What is a Financial POA?

If you become incapacitated at any point during your lifetime you would want someone who can act on your behalf, in your best interest. A Power of Attorney is a way in which you can appoint someone to care for you immediately, many people only want someone to get involved after a specific event occurs. A Springing Power of Attorney is a type of financial POA that only begins after the occurrence of a specific event. A springing POA can be made to occur should you become incapacitated.

Another way to look at it is that a springing POA is conditional. It only takes effect when specific conditions are met. While an immediate financial POA goes into effect immediately after it’s signed, a springing financial POA remains inactive until the pre-established condition. While everyone should have a financial POA and a springing financial POA can be very helpful, if you don’t properly draft it, it can lead to confusion and subsequent issues. 

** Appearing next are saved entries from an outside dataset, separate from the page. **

PR #271, opened 2025-04-23
Tool api updates

ilackarms:
update the crds api for consistency & rename "inline" tool to "builtin" tool


go/controller/api/v1alpha1/autogenagent_types.go
```diff
@@ -32,52 +32,59 @@ type AgentSpec struct {
 	// +kubebuilder:validation:MinLength=1
 	SystemMessage string `json:"systemMessage,omitempty"`
 	// +optional
-	ModelConfigRef string `json:"modelConfigRef"`
+	ModelConfig string `json:"modelConfig,omitempty"`
```
EItanya, line 35: Why change this? You changed `apiKeySecretName -> apiKeySecretRef`, for consistency shouldn't this also be a `ref`?

go/test/e2e/manifests/kube-expert-agent.yaml
```diff
@@ -159,41 +159,91 @@ spec:
...
+apiVersion: kagent.dev/v1alpha1
+kind: ToolServer
+metadata:
+  creationTimestamp: null
+  name: asdf
+  namespace: team-ns
+spec:
+  config:
+    sse:
+      url: https://www.mcp.run/api/mcp/sse?nonce=WrRYKc7jwXSnlwalvjHlzA&username=ilackarms&profile=ilackarms%2Fdefault&sig=GvCWTGTiNh0I_ZqOCx7CeID0KEIVZJnWGpP58eXNUuw
```
peterj: this url should probably be removed

go/controller/internal/autogen/autogen_api_translator.go
```diff
@@ -42,6 +42,87 @@ var (
 		"kagent.tools.prometheus.GeneratePromQLTool",
 		"kagent.tools.k8s.GenerateResourceTool",
 	}
+
+	// TODO(ilackarms): must make sure that all new builtin tools are added here & their names are documented
+	BuiltinToolNameToProviders = map[string]string{
```
peterj: would this be done from the python side somehow, so the generated provider name is what we want?

peterj: looks like the name has to be that full provider name.

EItanya: But further, why change the name, I'm not sure this is any cleaner. I actually like the original more. I understand getting rid of inline, but the name change seems unnecessary. The more I think about it I actually think it might be a good idea to have the built in tools be strongly typed. If they're inherent to the system then we might as well get schemas as well.

go/controller/api/v1alpha1/autogenagent_types.go
ilackarms: i kept ApiKeySecretRef beacuse i don't want to confuse people that it's actually their api key (this was also Yuval's feedback originally on that PR)
everywhere else though we don't have `ref` in the name of a reference string `toolServer`, `participant`, etc)

go/test/e2e/manifests/kube-expert-agent.yaml
ilackarms: we are removing this whole section in #239 anyway. but sure i'll remove

go/controller/internal/autogen/autogen_api_translator.go
ilackarms: nothing needs to be done on the python side but we will need to update the documentation for builtin tools

EItanya: Bump on my comment

ilackarms: my bad i misunderstood. i thought we originally talked about changing the tool names to some kind of simplified mapping. i can just switch it back to provider if that's the consensus

EItanya (dismissed):

peterj:
This will also require changes in the UI types -- e.g.:

- https://github.com/kagent-dev/kagent/blob/a8b34af293a3e931780c23892e3604b098672f8d/ui/src/types/datamodel.ts#L373
- https://github.com/kagent-dev/kagent/blob/a8b34af293a3e931780c23892e3604b098672f8d/ui/src/lib/toolUtils.ts#L24
- https://github.com/kagent-dev/kagent/blob/a8b34af293a3e931780c23892e3604b098672f8d/ui/src/app/actions/teams.ts#L19 (and other instances the same file)

Just search for "Inline" in the UI and that needs to change.

EItanya (approved):

peterj (approved):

What Does it Mean to be Incapacitated?

It’s clear that a springing POA can be set to go into effect when someone becomes incapacitated. But what does it mean to be incapacitated? Incapacity covers physical disabilities or illnesses, mental illnesses, advanced age, drug abuse, and more. Whether or not you are considered incapacitated for purposes of your financial POA is a finding for your treating physician. If the doctor notes that you are, in fact, incapacitated, it will trigger the springing financial POA. 

An Attorney-in-Fact

Once your springing financial POA goes into effect, there must be an individual whom you appointed, who will act on your behalf. This individual is known as an attorney-in-fact or an agent. The attorney-in-fact will make decisions for you that you would be making had you not become incapacitated. When you are establishing your springing financial POA, you can allow the agent to have great deference or you can limit the types of decisions that they can make. 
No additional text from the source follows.